#### Task goal:
Which lines of the data include the string "printLogs"? List them all.

[[ Available data open ]]

PR #133, opened 2016-07-14
Make globals and things they inherit from have immutable prototypes

domenic:
Fixes https://github.com/whatwg/html/issues/1235.

/cc @littledan @jswalden


index.html
```diff
@@ -11422,16 +11427,24 @@ <h4 id="PrimaryGlobal">4.3.6. [Global] and [PrimaryGlobal]</h4>
...
+                When the <span class="prop">[[Delete]]</span> internal method of a <a class="dfnref" href="#dfn-named-properties-object">named properties object</a> is called, the
+                following steps are taken:
               </p>
 
               <ol class="algorithm">
                 <li>Return <span class="esvalue">false</span>.</li>
               </ol>
             </div>
+
+            <div id="named-properties-object-delete" class="section">
```
littledan: Rename this id?

littledan:
Sounds like this applies for workers as well. Also, there's nothing that we want to freeze which isn't a global object. Looks like you covered everything--both the "named properties object" and the prototype chain. LGTM, but let's get feedback from @jswalden that this matches behavior on workers.

index.html
domenic: good catch, thank you -_-

annevk:
@bzbarsky already confirmed in https://github.com/whatwg/html/issues/1235#issuecomment-218756098 that this needs to work for workers.

jswalden:
I'll explicitly concur in the need for this in workers.  Every global object in which scripts can be dynamically loaded requires this treatment.  Workers have `importScripts` that does that, ergo they need immutability treatment.

domenic:
@bzbarsky this is rebased and should be mergeable

bzbarsky:
Seems ok, though there are some stray cleanup changes in there...

PR #819, opened 2020-05-12
Print logs when constructor / start() fails

AndrejMitrovic:
Currently when a single node fails in either its constructor call or when start() is called, its logs will not be emitted.

### DIFF
--- a/source/agora/test/Base.d
+++ b/source/agora/test/Base.d
@@ -61,6 +61,7 @@ import std.array;
 import std.algorithm;
 import std.exception;
 import std.format;
+import std.stdio;
 
 import core.runtime;
 import core.time;
@@ -81,7 +82,6 @@ private UnitTestResult customModuleUnitTester ()
     import std.algorithm;
     import std.parallelism;
     import std.process;
-    import std.stdio;
     import std.string;
     import std.uni;
     import core.atomic;
@@ -353,15 +353,9 @@ public class TestAPIManager
     {
         synchronized  // make sure logging output is not interleaved
         {
-            import std.stdio;
             writefln("%s(%s): Node logs:\n", file, line);
             foreach (node; this.nodes)
-            {
-                writefln("Log for node %s:", node.address);
-                writeln("======================================================================");
                 node.client.printLog();
-                writeln("======================================================================\n");
-            }
         }
     }
 
@@ -515,7 +509,10 @@ private mixin template TestNodeMixin ()
     /// Prints out the log contents for this node
     public void printLog ()
     {
+        writefln("Log for node: %s", this.config.node.address);
+        writeln("======================================================================");
         CircularAppender().printConsole();
+        writeln("======================================================================\n");
     }
 
     /// Used by the node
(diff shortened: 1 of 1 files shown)


source/agora/test/Base.d
```diff
@@ -515,7 +511,11 @@ private mixin template TestNodeMixin ()
     /// Prints out the log contents for this node
     public void printLog ()
     {
+        import std.stdio;
+        writefln("Log for node %s:", this.config.node.address);
```
TrustHenry: `writefln("Log for node :%s", this.config.node.address);`

TrustHenry (approved):
LGTM , a nick pick

AndrejMitrovic:
@TrustHenry fixed.

MichaelKim20:
Everything is good. But I wanted to check one thing.

I intentionally added `assert(0)` to the constructor and start() and checked the log.
I checked the logs that occur when the constructor fails.
I also checked the log at `start()`.

But when I added `assert(0)` to `this.tasman.runTask` in the `start()`, I couldn't see the log.
Is this what you wanted normally?

AndrejMitrovic:
You're right, the issue is `runTask` runs it in another fiber, so `start()` will not catch it. I will come up with a solution.

AndrejMitrovic:
It doesn't seem possible to print out failures in `start()`. So I removed that change.

We cannot catch the exception in the `start()` call since the code runs in another fiber.

I tried a different solution:

```diff
diff --git a/source/agora/test/NetworkManager.d b/source/agora/test/NetworkManager.d
index 40f153a2..f1618df7 100644
--- a/source/agora/test/NetworkManager.d
+++ b/source/agora/test/NetworkManager.d
@@ -139,9 +139,9 @@ unittest

     TestConf conf = { topology : NetworkTopology.OneValidator, nodes : 3 };
     auto network = makeTestNetwork!BadAPIManager(conf);
+    scope(failure) network.printLogs();
     network.start();
     scope(exit) network.shutdown();
-    scope(failure) network.printLogs();
     network.waitForDiscovery();

     auto nodes = network.clients;
```

However this will still not work. The start() call will silently fail, LocalRest will destroy the threads. Then when a unittest fails, the `scope(exit) network.shutdown();` call will finally be reached, but the threads are dead so we can't access their logs anymore.

Maybe LocalRest could have some kind of optional thread cleanup delegate parameter. So when a thread is about to unexpectedly die it could call a user-defined function. In our case, that would be `CircularAppender.printConsole`.

Or maybe that's too much work for too little benefit..

Anyway this PR is ready.

MichaelKim20 (approved):
Yes, I fully understand. All right.

Geod24:
> Or maybe that's too much work for too little benefit..

Yeah I'm not so sure about providing such delegate. Because it should be so rare that it won't be properly tested. Instead just make sure your constructor call doesn't crash, it ain't that hard peeps :D

source/agora/test/Base.d
```diff
@@ -515,7 +510,11 @@ private mixin template TestNodeMixin ()
     /// Prints out the log contents for this node
     public void printLog ()
     {
+        import std.stdio;
```
Geod24: Might as well move it at module scope ? It's a unittest module, we don't really shy on the dependencies.

Geod24 (approved):

PR #798, opened 2020-05-07
Restore a node's enrollment data from the Genesis block

linked0:
This PR is for restoring the enrollment data of a node from the `enrollments` field of the header of blocks. This is the first step to remove the `node_enroll_data` table in the `EnrollmentManager` class, which is to remove the `Enrollment` object from the table. The next step is to remove `next_reveal_height` from the table. Finally, the table will be removed.

(EDIT)
This PR has added two more items as follows
- Restoring the enrollment data when the `EnrollmentManager` adds an validator to the `ValidatorSet`.
- Restoring the pre-image data from blocks of the chain

Fixes #789

PR #823, opened 2020-05-13
Add `opSlice` to the `Point` structure

linked0:
There is a need to convert a `Point` value into a `PublicKey` value. The need for the function is related to PR #798

### DIFF
--- a/source/agora/common/crypto/ECC.d
+++ b/source/agora/common/crypto/ECC.d
@@ -268,6 +268,12 @@ public struct Point
         return result;
     }
 
+    /// Convenience overload to allow this to be converted to a `PublicKey`
+    public const(ubyte)[] opSlice () const @safe pure nothrow @nogc
+    {
+        return this.data[];
+    }
+
     /// Support for comparison
     public int opCmp (ref const typeof(this) s) const
     {
--- a/source/agora/common/crypto/Key.d
+++ b/source/agora/common/crypto/Key.d
@@ -430,3 +430,13 @@ unittest
     Point point_Address = Point(kp.address);
     assert(verify(point_Address, enroll_sig, "BOSAGORA"));
 }
+
+/// Test for converting from `Point` to `PublicKey`
+unittest
+{
+    import agora.common.crypto.Schnorr;
+
+    Pair pair = Pair.random();
+    auto pubkey = PublicKey(pair.V[]);
+    assert(pubkey.data == pair.V.data);
+}


linked0:
This is a PR for getting your help. I'm blocked in writing an unit test code like as follows.
```
Pair pair = Pair.random();
auto width = crypto_core_ed25519_BYTES * 8;
auto pubkey = PublicKey(pair.V.data[0..width]);
assert(pubkey.data == pair.V.data);
```
How can I found the width of the `pair.V.data`?

source/agora/common/crypto/ECC.d
```diff
@@ -268,6 +268,12 @@ public struct Point
         return result;
     }
 
+    /// Convenience overload
+    public inout(ubyte)[] opSlice (size_t from, size_t to) inout
+    {
+        return this.data[from .. to];
+    }
```
```suggestion
    /// Convenience overload to allow this to be converted to a `PublicKey`
    public inout(ubyte)[] opSlice () inout
    {
        return this.data[];
    }
```

That should work.

linked0: Thanks for your help. @Geod24

linked0:
Ready for review.

source/agora/common/crypto/ECC.d
```diff
@@ -268,6 +268,12 @@ public struct Point
         return result;
     }
 
+    /// Convenience overload to allow this to be converted to a `PublicKey`
+    public inout(ubyte)[] opSlice ( ) inout nothrow @nogc
```
AndrejMitrovic: Why `inout` though? I think this should be `const`. Is there a use-case for modifying the internal data?

linked0: If I apply the `const` to the function, I get an error like this.
```
source/agora/common/Hash.d(133,21): Error: mutable method agora.common.crypto.ECC.Point.opSlice is not callable using a const object
```

AndrejMitrovic: `const` should be on both sides. Try that.

linked0: It works. Thanks.

source/agora/common/crypto/ECC.d
```diff
@@ -268,6 +268,12 @@ public struct Point
         return result;
     }
 
+    /// Convenience overload to allow this to be converted to a `PublicKey`
+    public const(ubyte)[] opSlice ( ) const nothrow @nogc
```
```suggestion
    public const(ubyte)[] opSlice () const @safe pure nothrow @nogc
```
Or am I missing something here ?

source/agora/common/crypto/Key.d
```diff
@@ -430,3 +430,13 @@ unittest
...
     assert(verify(point_Address, enroll_sig, "BOSAGORA"));
 }
+
+/// Test for converting from `Point` sturcture to `PublicKey` structure
+unittest
+{
+    import agora.common.crypto.Schnorr;
+
+    Pair pair = Pair.random();
+    auto pubkey = PublicKey(pair.V.data[]);
```
MichaelKim20: Can't we do this?
```suggestion
    auto pubkey = PublicKey(pair.V[]);
```

linked0: > Can't we do this?

Yes. we can. It works. Thanks.

MichaelKim20: > > Can't we do this?
> 
> Yes. we can. It works. Thanks.

I checked a little more
I think you need to fix this to test Point.opSlice.

linked0: > I think you need to fix this to test Point.opSlice.

Do you mean I should change to calling the Point.opSlice instead of [] operator? It would be more helpful if you suggest a code.

MichaelKim20 (approved):
LGTM

source/agora/common/crypto/ECC.d
AndrejMitrovic: @linked0 can you add `@safe pure` here?

linked0:
Could anyone review or approve this PR?

AndrejMitrovic:
> Could anyone review or approve this PR?

https://github.com/bpfkorea/agora/pull/823/files#r424190337

linked0:
> > Could anyone review or approve this PR?
> 
> https://github.com/bpfkorea/agora/pull/823/files#r424190337

Yes, I will. Well, I have forgotten this.

Geod24 (approved):

PR #831, opened 2020-05-13
 Test & fix BanManager's serialization

Geod24:
```
Before this change, the serialization symmetry wasn't tested at all,
since we don't have any test that restart a node yet,
and this type isn't passed around.
Being untested, it was, obviously, buggy: while the serialization
was serializing `{ length, keys[], values[] }`, the deserialization
expected `{ length, { keys[idx], values[idx] }[] }`.
The serialization part was changed to meet the deserialization's
reasonable expectations.
```

### DIFF
--- a/source/agora/common/BanManager.d
+++ b/source/agora/common/BanManager.d
@@ -127,7 +127,7 @@ public class BanManager
         if (!this.banfile_path.exists())
             return;  // nothing to load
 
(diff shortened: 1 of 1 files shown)


AndrejMitrovic (approved):

AndrejMitrovic:
Sorry for not fixing this back when it was first discovered.

PR #832, opened 2020-05-14
Tests: Use more public import, hoist imports

Geod24:
Some imports, such as std.algorithm, are ubiquitous in the test code.
Instead of copy-pasting a large list of import everywhere, we should make it easier to write test cases.
Simplifying the dependency is a first step in that direction.


AndrejMitrovic (approved):

AndrejMitrovic:
That makes a lot of sense.

PR #837, opened 2020-05-14
Improved messages from unit test build in Windows

TrustHenry:
Currently, This is the message that comes from the unit test build in the windows.

```
This does not support Windows.
This does not support Windows.
```

It makes it clearer where it's being printed.

### DIFF
--- a/source/agora/cli/checkvtable/check.d
+++ b/source/agora/cli/checkvtable/check.d
@@ -19,7 +19,11 @@ import std.format;
 import std.stdio;
 import std.string;
 
-version (Windows) { pragma(msg, "This does not support Windows."); } else:
+version (Windows)
+{
+    pragma(msg, __MODULE__, " : This does not support Windows.");
+}
+else:
 
 version (unittest) { } else:
 
--- a/source/agora/cli/checkvtable/generate.d
+++ b/source/agora/cli/checkvtable/generate.d
@@ -19,7 +19,11 @@ import std.file;
 import std.format;
 import std.stdio;
 
-version (Windows) { pragma(msg, "This does not support Windows."); } else:
+version (Windows)
+{
+    pragma(msg, __MODULE__, " : This does not support Windows.");
+}
+else:
 
 version (unittest) { } else
 


source/agora/cli/checkvtable/check.d
```diff
@@ -19,7 +19,10 @@ import std.format;
 import std.stdio;
 import std.string;
 
-version (Windows) { pragma(msg, "This does not support Windows."); } else:
+version (Windows)
+{
+    pragma(msg, "Checking virtual method offset : This does not support Windows.");
```
linked0: How about inserting the module name instead of the text of "Checking virtual method offset"?

source/agora/cli/checkvtable/generate.d
```diff
@@ -19,7 +19,10 @@ import std.file;
 import std.format;
 import std.stdio;
 
-version (Windows) { pragma(msg, "This does not support Windows."); } else:
+version (Windows)
+{
+    pragma(msg, "The agora-checkvtable-gen : This does not support Windows.");
```
linked0: How about inserting the module name instead of the text of "The agora-checkvtable-gen"?

linked0 (commented):
Simple and nice change!
But, some suggestions.

source/agora/cli/checkvtable/check.d
Geod24: To add to @linked0 's suggestion:
```suggestion
    pragma(msg, __MODULE__, " : This does not support Windows.");
```

TrustHenry:
Actually, I was thinking about that.
The suggestions have been applied. 
@linked0 @Geod24 Thank you.

MichaelKim20 (approved):
It was a good work.

source/agora/cli/checkvtable/check.d
```diff
@@ -19,7 +19,10 @@ import std.format;
 import std.stdio;
 import std.string;
 
-version (Windows) { pragma(msg, "This does not support Windows."); } else:
+version (Windows)
+{
+    pragma(msg, __MODULE__, " : This does not support Windows.");
+} else:
```
Geod24:
```suggestion
}
else:
```

Geod24 (approved):
Merge at will

source/agora/cli/checkvtable/check.d
TrustHenry: a sharp point.

PR #838, opened 2020-05-14
Group cycle data together and use PreImageCache

Geod24:
See each commit individually. There are still a few things to fix (e.g. `nonce` is not used) but I'll leave it for a later PR.

### DIFF
--- a/source/agora/consensus/EnrollmentManager.d
+++ b/source/agora/consensus/EnrollmentManager.d
@@ -115,6 +115,14 @@ public class EnrollmentManager
     /// This struct hold all the cycle data together for better readability
     private static struct PreImageCycle
     {
+        /// Make sure we get initialized by disabling the default ctor
+        @disable public this();
+        /// Ditto
+        public this (typeof(PreImageCycle.tupleof) args)
+        {
+            this.tupleof = args;
+        }
+
         /***********************************************************************
 
             The number of the current cycle
@@ -158,7 +166,7 @@ public class EnrollmentManager
 
         ***********************************************************************/
 
-        private Hash[ulong] preimages;
+        private PreImageCache preimages;
     }
 
     /// Ditto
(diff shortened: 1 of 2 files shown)


source/agora/consensus/EnrollmentManager.d
```diff
@@ -278,6 +287,8 @@ public class EnrollmentManager
         this.enroll_key = frozen_utxo_hash;
 
         // N, cycle length
+        // Note, this name iis misleading, as a cycle here is the length
```
```suggestion
        // Note, this name is misleading, as a cycle here is the length
```

source/agora/consensus/EnrollmentManager.d
```diff
@@ -118,8 +118,17 @@ public class EnrollmentManager
...
+
+        The number of enrollments we can emit in a cycle
+
+        With the current setting of ValidatorCycle being 1008 and blocks
+        having 10 minutes of interval, this gives us roughly 700 days,
+        or two years, per cycle.
+
+    ***************************************************************************/
+
+    private immutable uint EnrollPerCycle = 100;
```
AndrejMitrovic: I'm not sure this name is that much better. The name seems to suggest there will be 100 enrollments per cycle, and a cycle is 1008 blocks? But that doesn't make sense.

source/agora/consensus/EnrollmentManager.d
```diff
@@ -287,12 +330,12 @@ public class EnrollmentManager
         this.enroll_key = frozen_utxo_hash;
 
         // N, cycle length
-        // Note, this name iis misleading, as a cycle here is the length
+        // Note, this name is misleading, as a cycle here is the length
```
AndrejMitrovic: It looks like you introduced the spelling mistake in the previous commit, and fixed it in this commit.

source/agora/consensus/EnrollmentManager.d
Geod24: A cycle is 100 enrollments, and enrollment is 1008 blocks.

linked0: We use a cycle in white paper as the period where a node is validator. So how about `CyclesPerNonce`?

Geod24:
Removed the first commit, and the typo by extension

linked0 (approved):
LGTM.
I checked the code throughly. It's very structural change.

AndrejMitrovic (approved):

PR #839, opened 2020-05-14
Move pre-image cache handling in inner struct, use PreImageCache for seeds

Geod24:
Base on #838, only last 2 commits are part of this PR.

```
Like we did for `preimages`, switch `seeds` to use `PreImageCache`.
This is way more memory efficient and reduce the amount of duplication.
It allows to reduce `generatePreimage` to a very simple, 5 lines functions,
which can in turn be moved inside the inner struct,
to which we added proper handling of `nonce`.

The last thing left to do is to move the consume call to `addValidator`,
so that we only consume a round of pre-image when we are confirmed as
a validator. The `createEnrollment` code will have to generate the
next round's pre-image manually, which can be expensive if the next round
is in another cycle, but is another step towards decouple generating
an Enrollment and actually acting on this Enrollment.
```

Note that this is still lacking tests, but I need to eliminate the constant first.

### DIFF
--- a/source/agora/consensus/EnrollmentManager.d
+++ b/source/agora/consensus/EnrollmentManager.d
@@ -155,7 +155,7 @@ public class EnrollmentManager
 
         ***********************************************************************/
 
-        private Hash[ulong] seeds;
+        private PreImageCache seeds;
 
         /***********************************************************************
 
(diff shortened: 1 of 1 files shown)


source/agora/consensus/EnrollmentManager.d
```diff
@@ -167,6 +167,46 @@ public class EnrollmentManager
...
+        {
+            // Populate the nonce cache if necessary
+            if (this.index == 0)
+            {
+                const cycle_seed = hashMulti(
+                    secret, "consensus.preimages", this.nonce);
+                this.seeds.reset(cycle_seed);
+            }
+            // Populare the current enrollment round cache
+            const ret = this.preimages.reset(this.seeds[index]);
```
```suggestion
            const ret = this.preimages.reset(this.seeds[this.index]);
```

AndrejMitrovic (changes requested):

source/agora/consensus/EnrollmentManager.d
Geod24: Good catch

Geod24:
Rebased on master, addressed @AndrejMitrovic 's review.

source/agora/consensus/EnrollmentManager.d
```diff
@@ -167,6 +167,46 @@ public class EnrollmentManager
...
+
+            Consume the current cycle
+
+            This will first populate the caches (seeds and preimages)
+            as necessary, then increase the `index` by one, or reset it to 0
+            and increase `nonce` if necessary.
+            Note that the increment is done after the caches are populated,
+            so `consume` needs to be called once this node has confirmed it
+            is part of consensus.
+
```
linked0, line 181: Need to add documentation for the parameter.

Geod24: Good catch, fixed

AndrejMitrovic (approved):

PR #800, opened 2020-05-07
Add ability to create a merkle tree of arbitrary number of transactions

AndrejMitrovic:
As mentioned in https://github.com/bpfkorea/agora/issues/797#issuecomment-625054477, it's not blocking anything yet. But it probably will once we remove the limitation of 8 transactions per block.

Fixes #797

PR #840, opened 2020-05-14
Fix Enrollments not being loaded from the Genesis block

AndrejMitrovic:


source/agora/node/Ledger.d
```diff
@@ -105,19 +105,20 @@ public class Ledger
             }
         }
 
-        // restore validator set from lastest blocks
-        if (this.last_block.header.height > 0)
+        // max: there may be less than 1008 blocks stored in the ledger
+        const min_height = max(long(0), long(this.last_block.header.height)
+            - Enrollment.ValidatorCycle);
```
```suggestion
        const min_height = max(long(0), long(this.last_block.header.height)
            - Enrollment.ValidatorCycle + 1);
```
I've checked it over and over again, and I think I need to add one more, so please check it once.

AndrejMitrovic: I'll add a test-case to be sure.

Geod24: Not a big fan of the `long(...) - X` thing, I'm more a `x >= y ? 0 : x - y` kind of person, but to each their own.

source/agora/node/Ledger.d
```diff
@@ -1352,3 +1353,88 @@ unittest
...
     assert(ledger.getBlockHeight() == 11 + 2016);
 }
+
+/// test enrollments in the genesis block
+unittest
+{
+    import agora.common.BitField;
+    import std.exception;
+
+    class PreLoadedMemBlockStorage : MemBlockStorage
```
```suggestion
    static class PreLoadedMemBlockStorage : MemBlockStorage
```

Nitpick

source/agora/node/Ledger.d
```diff
@@ -1352,3 +1353,88 @@ unittest
...
+    Transaction tx =
+    {
+        type : TxType.Freeze,
+        inputs : [ Input.init ],
+        outputs : [Output(Amount.MinFreezeAmount, key_pair.address)]
+    };
+
+    txs ~= tx;
+    Hash txhash = hashFull(tx);
+    Hash utxo = UTXOSet.getHash(txhash, 0);
```
Geod24: Is it intentional that there are only 2 transactions ?

Note that we recently had a similar problem with Jay, `makeChainedTransactions` doesn't allow to create frozen tx. That's when I started to poke around the test suite. What I'd do, if we wanted 8 txs, would be to go with `makeChainedTxs` but then change the `type` and re-sign the txs (should be a good 5 lines).
Of course after writing this I realize it doesn't apply because you need to use `Input.init`...

source/agora/node/Ledger.d
```diff
@@ -1352,3 +1353,88 @@ unittest
...
+    scope enroll_man = new EnrollmentManager(":memory:", key_pair);
+    scope (exit) enroll_man.shutdown();
```
```suggestion
    scope(exit) enroll_man.shutdown();
```

source/agora/node/Ledger.d
```diff
@@ -1352,3 +1353,88 @@ unittest
...
+        ),
+        txs.assumeUnique,
+        merkle_tree.assumeUnique
+    );
+
+    scope storage = new PreLoadedMemBlockStorage([genesis]);
+    scope pool = new TransactionPool(":memory:");
+    scope(exit) pool.shutdown();
+    scope utxo_set = new UTXOSet(":memory:");
+    scope (exit) utxo_set.shutdown();
```
```suggestion
    scope(exit) utxo_set.shutdown();
```

Geod24 (approved):
A few nits but LGTM, thanks!

AndrejMitrovic:
I've added an additional test-case.

Just to make sure we're on the same page here:

If a Validator's enrollment is in the Genesis block, it means it may validate blocks [1 .. 1028]. However, once Block 1028 is externalized that Validator's enrollment is over. Only externalized blocks are loaded from disk.

source/agora/node/Ledger.d
AndrejMitrovic: > Is it intentional that there are only 2 transactions ?

Yes. #800

Actually I just added a comment about it after I realized it was implicit here.

source/agora/node/Ledger.d
AndrejMitrovic: Ha I fixed that too before reading your review. :D

source/agora/node/Ledger.d
AndrejMitrovic: > I'm more a `x >= y ? 0 : x - y` kind of person

Sure, but you wrote the wrong comparison there.

source/agora/node/Ledger.d
AndrejMitrovic: And also yes we need to refactor the transaction creation and make it much more flexible in the future.

AndrejMitrovic:
I replaced the `max` call.

source/agora/node/Ledger.d
```diff
@@ -1352,3 +1354,143 @@ unittest
...
+            const NoEnrollments = null;
+            blocks ~= makeNewBlock(blocks[$ - 1], txs, NoEnrollments);
+            prev_txs = txs;
+        }
+
+        return blocks.assumeUnique;
+    }
+
+    // only genesis loaded: validator is active
+    {
```
AndrejMitrovic, line 1446: @Geod24 if you don't like these `{ }` scopes I'll move them to separate tests. I just wanted to avoid accidentally re-using existing variables. Re-using the enrollment manager for example would cause a bug here.

source/agora/node/Ledger.d
Geod24: I never said I was the right kind of person tho

AndrejMitrovic: :P

MichaelKim20: The code is very simple and I love it. I also checked the added test code.
What is the height of the block at 1009?

MichaelKim20: The code is very simple and I love it. I also checked the added test code.
What is the result of block height 1009?

AndrejMitrovic: Well if the validator set is empty at block 1008, it's also empty at block 1009.

MichaelKim20: Okay~

MichaelKim20 (approved):
LGTM

source/agora/node/Ledger.d
Geod24: No that works great to split tests

source/agora/node/Ledger.d
Geod24: >     // 1 payment tx, the rest are freeze txs

This comment kinda threw me off, I expect "the rest" to be more than one (other it's "the other").

Geod24:
The `scope (` things crept back

AndrejMitrovic:
Thanks @MichaelKim20. There is an off-by-1 error still where it tries to load 1009 blocks rather than 1008. But it uncovered another bug in my tests.

AndrejMitrovic:
There is a check in `ValidatorSet` with:

```
if (last_height - block.header.height < Enrollment.ValidatorCycle)
```

That's why the bug of loading 1009 blocks instead of 1008 hasn't appeared. But in any case, I'll add the +1 to the offset so we don't load that 1 extra block.

AndrejMitrovic:
Fixed the check and the styling.

source/agora/node/Ledger.d
```diff
@@ -105,19 +105,23 @@ public class Ledger
...
+        const ulong block_count = this.last_block.header.height + 1;
+
+        // we are only interested in the last 1008 blocks,
+        // because that is the maximum length of an enrollment.
+        const ulong min_height =
+            block_count >= Enrollment.ValidatorCycle
+            ? block_count - Enrollment.ValidatorCycle : 0;
+
+        // restore validator set from the blockchain.
+        // using block_count, as the range is inclusive
```
Geod24, line 118: Well the range is not inclusive: the right bound is exclusive, but since you used `+ 1` it works.

Geod24 (approved):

[[ Available data closed ]]

#### Solution to the exercise:
+    scope(failure) network.printLogs();
-    scope(failure) network.printLogs();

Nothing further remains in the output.